Quickstart
Installing Docker
Takeoff runs using Docker, which you'll need to install first.
To run models on GPU, you'll also need to have installed the NVIDIA Container Toolkit and have it configured to work with Docker. A guide on how to do this can be found here.
Accessing Takeoff
On first run, you'll need to ensure you have access to our Docker registry (run docker login -u takeoffusers
and enter the Docker authentication token you were provided).
You'll then need to provide a license key the first time you launch the server (use docker run
with -e LICENSE_KEY=[your_license_key]
).
See Accessing Takeoff for more info.
Step 1: Setting Up Takeoff​
To get up and running with Takeoff, you can use the Mistral generative model, such as TitanML/Mistral-7B-Instruct-v0.3-AWQ-4bit
. Alternatively, feel free to explore and choose from a wide range of models available on Hugging Face here or from other creators and organizations.
Help! Mistral-7B is too big...
According to the model memory calculator, Mistral-7B non-quantized requires at least 14GB of memory to run in full precision (e.g., 14GB of VRAM).
You can use any supported model for this tutorial, such as TitanML/Mistral-7B-Instruct-v0.2-AWQ-4bit
, which needs only 3.5GB of memory thanks to its use of int4 quantization. See here for more on determining which models you can launch with your available hardware.
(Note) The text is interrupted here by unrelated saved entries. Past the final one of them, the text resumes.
PR #119, opened 2020-10-27
Replace send-to-self with dual send+receive entries

luke-jr:
Makes the GUI transaction list more like the RPC, and IMO clearer in general.

As a side effect, this also fixes the GUI entries when a transaction is a net profit to us, but some inputs were also from us.

Originally https://github.com/bitcoin/bitcoin/pull/15115

Has Concept ACKs from @*Empact @*jonasschnelli

PR #698, opened 2023-01-19
gui: Show labels for multiple SendToSelf addresses

john-moffett:
Currently, the transaction table will display an address label for self-payments only if there's one recipient (ie - if you've sent your entire balance to one address you own).

This PR changes it to show labels for any addresses that have labels in the address book. It's a follow-up to https://github.com/bitcoin/bitcoin/pull/15098.

Before:

image

After:

image

The addresses are [stored](https://github.com/bitcoin-core/gui/blob/8ae2808a4354e8dcc697f76bacc5e2f2befe9220/src/qt/transactionrecord.cpp#L96-L103) in `wtx->address` separated by `, `, so split the string and call `lookupAddress` for each one.

### DIFF
--- a/src/qt/transactiontablemodel.cpp
+++ b/src/qt/transactiontablemodel.cpp
@@ -18,6 +18,7 @@
 #include <core_io.h>
 #include <interfaces/handler.h>
 #include <uint256.h>
+#include <util/string.h>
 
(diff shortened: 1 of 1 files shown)


john-moffett:
Closing because I think #119 is superior.

PR #700, opened 2023-01-23
Dialog for allowing the user to choose the change output when bumping a tx

achow101:
Based on https://github.com/bitcoin/bitcoin/pull/26467

Implements a GUI dialog for allowing the user to choose the output to reduce when bumping a transaction. This adds the functionality that was added to the RPC.

### DIFF
--- a/src/qt/bumpfeechoosechangedialog.cpp
+++ b/src/qt/bumpfeechoosechangedialog.cpp
@@ -1,0 +1,75 @@
+// Copyright (c) 2022 The Bitcoin Core developers
+// Distributed under the MIT software license, see the accompanying
+// file COPYING or https://www.opensource.org/licenses/mit-license.php.
+
+#if defined(HAVE_CONFIG_H)
+#include <config/bitcoin-config.h>
+#endif
+
+#include <qt/bumpfeechoosechangedialog.h>
+#include <qt/forms/ui_bumpfeechoosechangedialog.h>
+
+#include <addresstype.h>
+#include <key_io.h>
+#include <qt/bitcoinunits.h>
+#include <qt/guiutil.h>
+#include <qt/optionsmodel.h>
+#include <qt/walletmodel.h>
+
+#include <QHBoxLayout>
+#include <QLabel>
+#include <QRadioButton>
+#include <QVBoxLayout>
+
+BumpfeeChooseChangeDialog::BumpfeeChooseChangeDialog(WalletModel *model, QWidget *parent, const Txid& txid) :
+    QDialog(parent, GUIUtil::dialog_flags),
+    ui(new Ui::BumpfeeChooseChangeDialog),
+    model(model)
+{
+    ui->setupUi(this);
+
+    bool found_change = false;
+    CTransactionRef tx = model->wallet().getTx(txid);
+    for (size_t i = 0; i < tx->vout.size(); ++i) {
+        const CTxOut& txout = tx->vout.at(i);
+        QString address_info = tr("No address decoded");
+        CTxDestination dest;
+        if (ExtractDestination(txout.scriptPubKey, dest)) {
+            std::string address = EncodeDestination(dest);
+            std::string label;
+            if (model->wallet().getAddress(dest, &label, nullptr) && !label.empty()) {
+                address_info = QString::fromStdString(label) + QString(" (") + QString::fromStdString(address) + QString(")");
+            } else {
+                address_info = QString::fromStdString(address);
+            }
+        }
+        QString output_info = tr("%1: %2 to %3").arg(i).arg(BitcoinUnits::formatWithUnit(model->getOptionsModel()->getDisplayUnit(), txout.nValue)).arg(address_info);
+
+        QRadioButton *radio_button = new QRadioButton(output_info, nullptr);
+        radio_button->setObjectName(QString::number(i) + QString("_radioButton"));
+        ui->verticalLayout->addWidget(radio_button);
+
+        if (!found_change && model->wallet().isChange(txout)) {
+            radio_button->setChecked(true);
+            ui->none_radioButton->setChecked(false);
+            found_change = true;
+        }
+    }
+    GUIUtil::handleCloseWindowShortcut(this);
+}
+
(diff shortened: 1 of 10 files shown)


Sjors:
Can you add a screenshot to the PR description?

john-moffett (commented):
Approach ACK

I think I'd prefer if the user had some more information about the outputs in the dialog. Maybe something like this, but worded better:

image
 
Maybe the actual change _address_ isn't even needed, or could be revealed in a tooltip. 

Also, if there's a single change output with sufficient funds for feebumping, then selecting "none" has basically no effect compared to selecting that output, as the wallet will always(?) deduct from that existing change output. Maybe this common case can be simplified by removing the "None" option?

Sjors:
Can we be a bit more bold and just assume that a change address is change, and not show the dialog in that case? Ideally we don't show such a dialog more often than necessary.

john-moffett:
That would prevent the case where you wanted to deduct the extra fee from the recipient, such as when you initially selected "Subtract fee from amount". 

Ideally, you'd only show the dialog if that were selected previously, but I don't _think_ it's persisted anywhere. Eg -

https://github.com/bitcoin-core/gui/blob/30f553d45797847166109a161628dba3bf00bc94/src/qt/sendcoinsrecipient.h#L42

I could be wrong, though.

luke-jr:
Concept ACK. I'd just show "Change" for the change, though. End users shouldn't need to know about change addresses.

src/qt/bumpfeechoosechangedialog.cpp
```diff
@@ -0,0 +1,75 @@
...
+        if (ExtractDestination(txout.scriptPubKey, dest)) {
+            std::string address = EncodeDestination(dest);
+            std::string label;
+            if (model->wallet().getAddress(dest, &label, nullptr, nullptr) && !label.empty()) {
+                address_info = QString::fromStdString(label) + QString(" (") + QString::fromStdString(address) + QString(")");
+            } else {
+                address_info = QString::fromStdString(address);
+            }
+        }
+        QString output_info = QString::number(i) + QString(": ") + BitcoinUnits::formatWithUnit(model->getOptionsModel()->getDisplayUnit(), txout.nValue) + tr(" to ") + address_info;
```
hebasto, line 46: To make translators' life easier and to keep the context as large as possible, I suggest to use `QString::arg`. Also it will fix the `lint-qt-translation.py` warning.

hebasto (commented):
The first commit e1ea0ba0f2aa9b36df6b74b664087b236f174990 fails to compile:
```
  CXX      qt/libbitcoinqt_a-walletmodel.o
qt/walletmodel.cpp: In member function ‘bool WalletModel::bumpFee(uint256, uint256&)’:
qt/walletmodel.cpp:486:41: error: no matching function for call to ‘interfaces::Wallet::createBumpTransaction(uint256&, wallet::CCoinControl&, std::vector<bilingual_str>&, CAmount&, CAmount&, CMutableTransaction&)’
  486 |     if (!m_wallet->createBumpTransaction(hash, coin_control, errors, old_fee, new_fee, mtx)) {
      |          ~~~~~~~~~~~~~~~~~~~~~~~~~~~~~~~^~~~~~~~~~~~~~~~~~~~~~~~~~~~~~~~~~~~~~~~~~~~~~~~~~~
In file included from ./qt/walletmodel.h:16,
                 from qt/walletmodel.cpp:9:
./interfaces/wallet.h:166:18: note: candidate: ‘virtual bool interfaces::Wallet::createBumpTransaction(const uint256&, const wallet::CCoinControl&, std::vector<bilingual_str>&, CAmount&, CAmount&, CMutableTransaction&, std::optional<unsigned int>)’
  166 |     virtual bool createBumpTransaction(const uint256& txid,
      |                  ^~~~~~~~~~~~~~~~~~~~~
./interfaces/wallet.h:166:18: note:   candidate expects 7 arguments, 6 provided
make: *** [Makefile:13550: qt/libbitcoinqt_a-walletmodel.o] Error 1
```

src/qt/bumpfeechoosechangedialog.cpp
achow101: Done

achow101:
Rebased and fixed the build issue in the first commit.

Aminzarbani (approved):

w0xlt (commented):
Approach ACK

hebasto:
@achow101 

`test_bitcoin-qt` still [fails](https://github.com/bitcoin-core/gui/actions/runs/25048051241/job/73368281475) in the CI on Windows.

achow101:
> `test_bitcoin-qt` still [fails](https://github.com/bitcoin-core/gui/actions/runs/25048051241/job/73368281475) in the CI on Windows.

Huh, it works when run directly but not in ctest.

achow101:
The CI failure has something to do with using `QDialog::exec` and trying to send button clicks from the test within a single thread. I cannot figure out how to resolve that problem. Given that this has not had any major review in the past 3 years, I'm going to close this as up for grabs. Hopefully someone who better understands Qt can figure out the problem, or maybe this can be implemented in the new QML GUI.

hebasto:
> ... or maybe this can be implemented in the new QML GUI.

Requested in https://github.com/bitcoin-core/gui-qml/issues/813.

pablomartin4btc (commented):
Tracked down the CI issue. The deadlock is in the test helpers: `ConfirmSend` and `ChooseBumpfeeOutput` used `while(true)` spin loops inside `QTimer::singleShot` callbacks to wait for dialogs to appear. Spinning inside the callback blocks the Qt event loop, so `QDialog::exec()` can never make the dialog visible.

The fix replaces the spin loops with a non-blocking retry: if the dialog is not yet visible, reschedule with a 10 ms delay so the next check fires in a later event loop iteration.

Branch with fix on top: [pablomartin4btc:pr700-rebased](https://github.com/pablomartin4btc/bitcoin-core-gui/tree/pr700-rebased) and CI green: [run 30593340908](https://github.com/pablomartin4btc/bitcoin-core-gui/actions/runs/30593340908).

I'll be opening a rebased PR with this fix integrated.

PR #701, opened 2023-01-24
Persist Mask Values option

achow101:
The mask values option is memory only. If a user has enabled this option, it's reasonable to expect that they would want to have it enabled on the next start.

### DIFF
--- a/src/qt/bitcoingui.cpp
+++ b/src/qt/bitcoingui.cpp
@@ -647,6 +647,8 @@ void BitcoinGUI::setClientModel(ClientModel *_clientModel, interfaces::BlockAndH
             // initialize the disable state of the tray icon with the current value in the model.
             trayIcon->setVisible(optionsModel->getShowTrayIcon());
         }
+
+        m_mask_values_action->setChecked(_clientModel->getOptionsModel()->getOption(OptionsModel::OptionID::MaskValues).toBool());
     } else {
         if(trayIconMenu)
         {
--- a/src/qt/optionsmodel.cpp
+++ b/src/qt/optionsmodel.cpp
@@ -227,6 +227,8 @@ bool OptionsModel::Init(bilingual_str& error)
     m_use_embedded_monospaced_font = settings.value("UseEmbeddedMonospacedFont").toBool();
     Q_EMIT useEmbeddedMonospacedFontChanged(m_use_embedded_monospaced_font);
 
+    m_mask_values = settings.value("mask_values", false).toBool();
+
     return true;
 }
 
@@ -435,6 +437,8 @@ QVariant OptionsModel::getOption(OptionID option) const
         return SettingToBool(setting(), DEFAULT_LISTEN);
     case Server:
         return SettingToBool(setting(), false);
+    case MaskValues:
+        return m_mask_values;
     default:
         return QVariant();
     }
@@ -611,6 +615,10 @@ bool OptionsModel::setOption(OptionID option, const QVariant& value)
             update(value.toBool());
             setRestartRequired(true);
         }
+        break;
+    case MaskValues:
+        m_mask_values = value.toBool();
+        settings.setValue("mask_values", m_mask_values);
         break;
     default:
         break;
--- a/src/qt/optionsmodel.h
+++ b/src/qt/optionsmodel.h
@@ -72,6 +72,7 @@ public:
         Listen,                 // bool
         Server,                 // bool
         EnablePSBTControls,     // bool
+        MaskValues,             // bool
         OptionIDRowCount,
     };
 
@@ -120,6 +121,7 @@ private:
     bool fCoinControlFeatures;
     bool m_sub_fee_from_amount;
     bool m_enable_psbt_controls;
+    bool m_mask_values;
 
     //! In-memory settings for display. These are stored persistently by the
     //! bitcoin node but it's also nice to store them in memory to prevent them
--- a/src/qt/overviewpage.cpp
+++ b/src/qt/overviewpage.cpp
@@ -173,6 +173,7 @@ void OverviewPage::handleTransactionClicked(const QModelIndex &index)
 void OverviewPage::setPrivacy(bool privacy)
 {
     m_privacy = privacy;
+    clientModel->getOptionsModel()->setOption(OptionsModel::OptionID::MaskValues, privacy);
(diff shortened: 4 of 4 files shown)


src/qt/optionsmodel.cpp
```diff
@@ -612,6 +616,9 @@ bool OptionsModel::setOption(OptionID option, const QVariant& value)
             setRestartRequired(true);
         }
         break;
+    case MaskValues:
+        m_mask_values = value.toBool();
+        settings.setValue("mask_values", m_mask_values);
```
jarolrod, line 621: :) 
```suggestion
        settings.setValue("mask_values", m_mask_values);
        break;
```

instagibbs:
concept ACK, this is better for sure

src/qt/optionsmodel.cpp
achow101: Fixed.

jarolrod (approved):
tACK 4de02def844102c08b65bf1311a333e7aca482b9

Had been on my list to-do for a while. I agree with this, a follow-up could be to have a setting that would make it so that you'd have to unlock the wallet (if it's encrypted) in order to unmask values.

RandyMcMillan:
tACK https://github.com/bitcoin-core/gui/commit/4de02def844102c08b65bf1311a333e7aca482b9


Obfuscating the amounts in the Transactions panel based on this user preference may be a good follow up to this change. 
Screen Shot 2023-01-23 at 10 24 26 PM

hernanmarino (approved):
ACK , persisting this value seems like the natural option

hebasto:
> The mask values option is memory only. If a user has enabled this option, it's reasonable to expect that they would want to have it enabled on the next start.

It would be nice to have some words how this PR differs from https://github.com/bitcoin-core/gui/pull/655.

achow101:
> It would be nice to have some words about how this PR differs from #655.

Hmm, didn't realize that PR existed.

The difference is that this PR uses `OptionsModel` and follows the pattern used for all of our other settings rather than writing to `QSettings` directly.

jarolrod:
I agree with the direction this takes over the other pr's approach

pablomartin4btc (approved):
tested ACK 4de02def844102c08b65bf1311a333e7aca482b9.

Verified that file `Bitcoin-Qt.conf` gets written with line `mask_values=true`.

This PR fixed issue #652.

pablomartin4btc (commented):
Also, it set's the value to false in the config file when the check is unticked.

I agree with the follow-ups (@jarolrod  & @RandyMcMillan).

kristapsk:
Concept ACK

pablomartin4btc (commented):
> tACK [4de02de](https://github.com/bitcoin-core/gui/commit/4de02def844102c08b65bf1311a333e7aca482b9)
> 
> Obfuscating the amounts in the Transactions panel based on this user preference may be a good follow up to this change. 

I have done it on PR #708.

john-moffett (approved):
tACK 4de02def844102c08b65bf1311a333e7aca482b9

hebasto (commented):
Instead of raw `"mask_values"` literals, suggesting to update the `SettingName()` function:
```diff
--- a/src/qt/optionsmodel.cpp
+++ b/src/qt/optionsmodel.cpp
@@ -54,6 +54,7 @@ static const char* SettingName(OptionsModel::OptionID option)
     case OptionsModel::ProxyPortTor: return "onion";
     case OptionsModel::ProxyUseTor: return "onion";
     case OptionsModel::Language: return "lang";
+    case OptionsModel::MaskValues: return "mask_values";
     default: throw std::logic_error(strprintf("GUI option %i has no corresponding node setting.", option));
     }
 }
```
and use its return value.

src/qt/bitcoingui.cpp
```diff
@@ -647,6 +647,8 @@ void BitcoinGUI::setClientModel(ClientModel *_clientModel, interfaces::BlockAndH
             // initialize the disable state of the tray icon with the current value in the model.
             trayIcon->setVisible(optionsModel->getShowTrayIcon());
         }
+
+        m_mask_values_action->setChecked(_clientModel->getOptionsModel()->getOption(OptionsModel::OptionID::MaskValues).toBool());
```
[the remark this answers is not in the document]
pablomartin4btc: I think @ryanofsky was recommending to remove the case from the `SettingsName` due to its purpose of mapping `OptionsModel` to command line options but to add `OptionsModel::MaksValues` (or leave in this case as @achow101 already added them) to `setOption` and `getOption`.

The implementation of the `getter` looks simpler but then you would need to add the `setter` too to make it consistent and revert the above (remove the case from `setOption` and `getOption`).

Perhaps as a follow-up we could check the model consistent with either solution for the rest of settings (?).

pablomartin4btc, line 651: Also, you could just use `OptionsModel::MaskValues` without the `OptionID`, is this an issue?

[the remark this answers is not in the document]
pablomartin4btc: I think @ryanofsky was recommending to remove the case from the `SettingsName` due to its purpose of mapping `OptionsModel` to command line options but to add `OptionsModel::MaksValues` (or leave in this case as @achow101 already added them) to `setOption` and `getOption`.

The implementation of the getter looks simpler but then you would need to add the setter too to make it consistent and revert the above (remove the case from `setOption` and `getOption`).

Perhaps as a follow-up we could check the model consistent with either solution for the rest of settings (?).

achow101:
> Instead of raw `"mask_values"` literals, suggesting to update the `SettingName()` function:
> ...
> UPD. It seems @ryanofsky has a different [opinion](https://github.com/bitcoin-core/gui/pull/655/files#r979159654), so feel free to ignore this comment.

Originally I had done that, but was looking into how that function is used and decided that adding the option there doesn't make sense. It looks like `SettingName()` is used to map settings that also appear on the command line or in the bitcoin.conf, and the `mask_values` does not.

src/qt/bitcoingui.cpp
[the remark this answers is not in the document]
achow101: I think I'll leave this as is since it's consistent with most of the other settings which use the generic function with the enum.

achow101: Not an issue, will change if I need to retouch.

We can now Takeoff with the following command:
docker run --gpus all
-e TAKEOFF_MODEL_NAME=TitanML/Mistral-7B-Instruct-v0.3-AWQ-4bit
-e TAKEOFF_DEVICE=cuda
-e LICENSE_KEY=<your_license_key>
-e TAKEOFF_MAX_SEQUENCE_LENGTH=1024
-p 3000:3000
-p 3001:3001
tytn/takeoff-pro:0.21.0-gpu
Terminal output should display:
Demo at http://localhost:3000/
Model Management Panel at http://localhost:3001/
Variables used:
TAKEOFF_MODEL_NAME
: Model to useTAKEOFF_DEVICE
: Device to run it on (cuda for GPU, cpu for CPU)LICENSE_KEY
: License key to authenticate your copy of TakeoffTAKEOFF_MAX_SEQUENCE_LENGTH
: The maximum length of an input and generation in tokens
Additionally, this requires port 3000
and port 3001
to be forwarded to interact with the container.
Querying Your Model​
You can check that your model is running by navigating to the frontend. This will be hosted at localhost:3000 if you didn't specify a port in the docker run
command.
Enter a prompt and press "send", then watch as the response is streamed back. As the model is running with random token sampling, the output you see will likely be different (but still reasonable).
Querying via cURL​
curl <http://localhost:3000/generate> \\
-X POST \\
-N \\
-H "Content-Type: application/json" \\
-d '{"text": "What are the main ingredients in a cake?"}'
Response:
{"text":"The main ingredients in a cake are flour, sugar, eggs, butter or oil, baking powder, and vanilla extract. These ingredients form the basic structure of a cake, with variations depending on the specific type of cake being made. Other common ingredients include cocoa powder for chocolate cakes, milk for moist cakes, and different flavorings such as lemon zest or almond extract."}
Tips for Success​
-
Use Ctrl+Shift+V and select text precisely when pasting credentials to avoid unwanted characters or paste brackets.
-
If you encounter the error
docker: invalid reference format
, try rebooting your system. -
If multiple containers are running, ensure you're using the correct Docker container. You can view all running containers by pressing Tab on your keyboard. To stop an unused container, use:
docker kill 'unused container'
Note: Please consult your team before killing a container.
You're all set! You should now be able to run this in your browser.